With respect to the officer defendants, Judge Pregerson, following several other courts applying California law, concluded that corporate officers, as opposed to directors, are not entitled to rely on the business judgment rule.
Discussion
It is worth noting that Judge Pregerson did not definitively rule that the director defendants cannot rely on the protection of the business judgment rule, only that – based on the FDIC’s allegations, which must be take as true for purposes of the dismissal motion – the business judgment rule cannot serve as a basis for dismissing the FDIC’s claims in against the director defendants at the dismissal motion stage.
Many of the directors and officers named as defendants in the FDIC’s failed bank lawsuits have raised the business judgment rule as a defense and sought to rely on the rule as the basis of a motion to dismiss. Judge Pregerson’s rulings here, based on the FDIC”s allegations, that the director defendants cannot rely on the rule as the basis for dismissal of the agency’s claims, is a reminder that the business judgment rule is not a defense to certain kinds of allegations. Specifically Judge Pregerson’s ruling show that director defendants may not be able to rely on the rule as a defense against allegations of self-interested conduct or of abdication of duties.
Judge Pregerson’s decision that the California Business Judgment Rule does not protect officers is consistent with prior federal court rulings applying California law in FDIC failed bank cases where officers of the failed banks have sought to invoke the rule. Refer, for example, here.

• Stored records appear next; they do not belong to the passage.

PR #816, opened 2026-03-19
config: workspace empty behavior

### LINKED ISSUE #519: workspace bar enhancements

kotarac:
Implementation according to our discussion here #541.
Closes #519.


mahkoh:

In several jurisdictions, individual defendants have successfully argued that their conduct is protected by the business judgment rule and accordingly, that they cannot be held liable for ordinary negligence. The most significant holding is the August 14, 2012 decision in the Northern District of Georgia in the Haven Trust case, in which Judge Steve C. Jones dismissed the claims against both the director and officer defendants, because of his determination that under Georgia law the directors’ and officers’ conduct is protected by the business judgment rule. The Haven Trust case is discussed here. Earlier in August, a judge in the Middle District of Florida, ruled in the FDIC’s failed bank lawsuit relating to the failed Florida Community Bank of Immokalee, Florida, that under Florida law directors cannot be held liable for ordinary negligence, as discussed here. The ruling in that case did not reach the question of whether or not officers can be held liable for ordinary negligence under Florida law.